Automatically Resuming Requeueing

Samuel Larkin edited this page Jul 29, 2021 · 1 revision

How to I get my job to requeue after my time limit?

Here’s a skeleton of what our jobs look like. Please check your job once it is running to dial down the number of cpus and memory needed. If we don’t use the node’s full resources, it would be nice to be able to submit other cpu-only jobs, aka none gpu jobs on those nodes.

Important steps in order to get automatic requeueing working:

  • Ask slurm to send you a signal 30 seconds before the end of your time limit --signal=B:USR1@30
  • Have a thread listen to the requested signal trap _requeue USR1
  • Send your MAIN process in the background and wait for it otherwise your _requeue function will NEVER get a chance to run.
#SBATCH --job-name=WMT21.training
#SBATCH --comment="Thanks Samuel Larkin for showing me how to work with Slurm"

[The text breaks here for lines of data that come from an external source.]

Issue #2353, opened 2024-02-20
A seperate verbose switch for solvers


hailiangliu89:
is it possible to set verbose=False for cvxpy only, and verbose=True for the solvers? 

I am using cplex as my solver and it seems the switch should be added to prob.solve(verbose=False, solver=cp.cplex, cplex_params={}). Just wondering if anyone knows the parameter name that should be passed to the dictionary here.

PR #2354, opened 2024-02-20
add solver-only verbose switch as kwarg

hailiangliu89:
## Description
adds a solver-only verbose switch as kwarg.

the old behaviour is kept if the user does not provide `solver_verbose` as a kwarg.

Issue link (if applicable):
https://github.com/cvxpy/cvxpy/issues/2353

## Type of change
- [ ] Bug fix

- [x] Write unittests.

### DIFF
--- a/doc/source/tutorial/solvers/index.rst
+++ b/doc/source/tutorial/solvers/index.rst
@@ -175,7 +175,7 @@ Use the ``installed_solvers`` utility function to get a list of the solvers your
 Viewing solver output
 ^^^^^^^^^^^^^^^^^^^^^
 
-All the solvers can print out information about their progress while solving the problem. This information can be useful in debugging a solver error. To see the output from both cvxpy and the solvers, set ``verbose=True`` in the solve method. If you want to see the output from the solver only, set ``solver_verbose=True``.
+All the solvers can print out information about their progress while solving the problem. This information can be useful in debugging a solver error. To see the output from both CVXPY and the solvers, set ``verbose=True`` in the solve method. If you want to see the output from the solver only, set ``solver_verbose=True``.
 
 .. code:: python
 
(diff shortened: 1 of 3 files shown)


phschiele:
Hi @hailiangliu89, thanks for your contribution! This makes for a neat way to give more granular logging control. 

It looks like you've removed the [checklists](https://github.com/cvxpy/cvxpy/blob/master/.github/pull_request_template.md) from the PR template. Those checklists help us select relevant PRs for new releases or patches, so it would be great if you could bring them back. This PR would also need documentation and a test. Here is our current test of the verbose keyword: 
https://github.com/cvxpy/cvxpy/blob/fc6116e85e91ec3da88283d86834e6998a1e6a37/cvxpy/tests/test_problem.py#L288

PTNobel:
Hey Hailiang, can you provide some more justification for why solver_verbose is needed? I think of the CVXPY verbosity as not very long or impactful on runtime.

hailiangliu89:
> Hey Hailiang, can you provide some more justification for why solver_verbose is needed? I think of the CVXPY verbosity as not very long or impactful on runtime.

Inneed the cvxpy verbosity is not that long and very useful when debugging, but our end-users usually only care about time spent on solvers and do not understand the reduction processes carrried out by cvxpy. Also some reported to us that the compilation printouts comfused them with the original problem.

SteveDiamond:
I see, you are using CVXPY under the hood for another library. I think this feature is reasonable enough.

LiaoSW (approved):
this switch is just what we need for our end-user software.

doc/source/tutorial/solvers/index.rst
```diff
@@ -175,7 +175,7 @@ Use the ``installed_solvers`` utility function to get a list of the solvers your
 Viewing solver output
 ^^^^^^^^^^^^^^^^^^^^^
 
-All the solvers can print out information about their progress while solving the problem. This information can be useful in debugging a solver error. To see the output from the solvers, set ``verbose=True`` in the solve method.
+All the solvers can print out information about their progress while solving the problem. This information can be useful in debugging a solver error. To see the output from both cvxpy and the solvers, set ``verbose=True`` in the solve method. If you want to see the output from the solver only, set ``solver_verbose=True``.
```
SteveDiamond, line 178: capitalize CVXPY

SteveDiamond (approved):
Looks good other than one minor comment

PR #2363, opened 2024-02-26
Allow pure Python builds

phschiele:
## Description
We recently discussed the possibility to run CVXPY within [Pyodide](https://pyodide.org). 
Pure Python wheels are directly supported, and since we a backend that only relies on SciPy, which is already supported by Pyodide, this should be fairly easy.

This PR moves all calls to the C++ backend into a separate file and makes the Eigen-based sparse Cholesky optional

Issue link (if applicable): NA

## Type of change
- [ ] Bug fix

- [ ] Write unittests.

### DIFF
--- a/cvxpy/cvxcore/python/canonInterface.py
+++ b/cvxpy/cvxcore/python/canonInterface.py
@@ -22,6 +22,11 @@ import numpy as np
 import scipy.sparse as sp
 
 import cvxpy.settings as s
+try:
+    import cvxpy.cvxcore.python.cvxcore as cvxcore
+except ModuleNotFoundError:
+    # Allow to run without cvxcore, cannot use C++ backend
+    cvxcore = None
 from cvxpy.lin_ops import lin_op as lo
 from cvxpy.lin_ops.canon_backend import CanonBackend
 
@@ -294,11 +299,6 @@ def get_problem_matrix(linOps,
     canon_backend = default_canon_backend if not canon_backend else canon_backend
 
     if canon_backend == s.CPP_CANON_BACKEND:
-        try:
-            import cvxpy.cvxcore.python.cvxcore as cvxcore
-        except ModuleNotFoundError:
-            raise ImportError("cvxcore is not installed. Please install cvxcore "
-                              "to use the C++ backend.")
 
         lin_vec = cvxcore.ConstLinOpVector()
 
@@ -405,7 +405,6 @@ def get_type_map() -> dict:
     """
     Returns a map from string type to cvxcore type
     """
-    import cvxpy.cvxcore.python.cvxcore as cvxcore
     type_map = {
         "VARIABLE": cvxcore.VARIABLE,
         "PARAM": cvxcore.PARAM,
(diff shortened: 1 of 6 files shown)


cvxpy/cvxcore/python/canonInterface.py
```diff
@@ -251,29 +250,6 @@ def get_matrix_from_tensor(problem_data_tensor, param_vec,
     return (A, b)
 
 
-def get_matrix_and_offset_from_unparameterized_tensor(problem_data_tensor,
```
phschiele, line 254: This functions appears to be unused.

SteveDiamond:
> @SteveDiamond Looks like there is in fact a small performance regression. Alternatively, we could replace the top level import by
> 
> ```python
> try:
>     import cvxpy.cvxcore.python.cvxcore as cvxcore
> except ModuleNotFoundError:
>     cvxcore = None
> ```
> 
> The only downside is that if you do indeed try to use the C++ backend without it being installed you'd get a less descriptive `None object has no attribute ....` error. Since right now we don't actively expose the option to build without the C++ backend, that would be fine with me as well. Alternatively, I could try a refactor where I split `canonInterface.py` into the functionality shared between backends and everything that actually calls cvxcore.

This quick fix is fine by me.

phschiele:
@rileyjmurray @SteveDiamond How do we feel about making the Eigen-based sparse Cholesky optional?

Here is an attempt:
https://github.com/cvxpy/cvxpy/pull/2363/commits/f9ea0b03510dd07ebad228193a59e60a0b57d7fe

Catching the `ModuleNotFoundError` at the call site does not seem optimal. However, since we use that function once, adding another layer of abstraction may be overkill. Let me know if you have a strong preference here.

rileyjmurray:
I’m okay with making sparse Cholesky optional if the goal is to make CVXPY
usable as a pure Python package.

(Strictly speaking I hope no one uses numerical solvers written in pure
Python, but it’s fair for us to get out of the way for people who really
really care about minimizing non-Python dependencies.)

PTNobel:
We might have an easier time getting QDLDL into Pyodide. So it could be nice to implement using that for the sparse Cholesky.

Riley, the proposal is to get Clarabel compiling to WASM not to use a pure Python numerical solvers.

PTNobel:
I think Riley replied to my question elsewhere: https://github.com/cvxpy/cvxpy/discussions/2359#discussioncomment-8599577

phschiele:
@SteveDiamond I did have to move to another file as the regression was coming from moving the `TYPE_DICT` inside a function.

I think the structure is cleaner now; functions inside `canonInterface.py` are called throughout the code base, but everything in `cppbackend.py` is only called from `canonInterface.py`.

cvxpy/cvxcore/python/cppbackend.py
```diff
@@ -0,0 +1,261 @@
...
+
+try:
+    import cvxpy.cvxcore.python.cvxcore as cvxcore
+except ModuleNotFoundError:
+    raise ModuleNotFoundError(
+        "Tried using the C++ backend, but the cvxcore module was not installed."
+    )
+
+
+def build_matrix(
```
phschiele, line 34: No functional change to any of these functions, just moved them to a separate file.

PTNobel (approved):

#SBATCH --partition=TrixieMain
#SBATCH --account=dt-mtp
#SBATCH --gres=gpu:4
#SBATCH --time=12:00:00                                                                                                                                                      #SBATCH --exclude=cn125
#SBATCH --nodes=1
#SBATCH --ntasks-per-node=1                                                                                                                                                  #SBATCH --cpus-per-task=24
#SBATCH --mem=40G
# To reserve a whole node for yourself
####SBATCH --exclusive
#SBATCH --open-mode=append
#SBATCH --requeue
#SBATCH --signal=B:USR1@30
#SBATCH --output=%x-%j.out                                                                                                                                                   

# Requeueing on Trixie
# [source](https://www.sherlock.stanford.edu/docs/user-guide/running-jobs/)
# [source](https://hpc-uit.readthedocs.io/en/latest/jobs/examples.html#how-to-recover-files-before-a-job-times-out)
function _requeue {
   echo "BASH - trapping signal 10 - requeueing $SLURM_JOBID"
   date
   # This would allow to generically requeue any job but since we are using XLM
   # which is slurm aware, XLM could save its model before requeueing.
   scontrol requeue $SLURM_JOBID
}

if [[ -n "$SLURM_JOBID" ]]; then
   trap _requeue USR1
fi


time python –m sockeye.train …. &
wait

where time python –m sockeye.train …. is the process you want to run.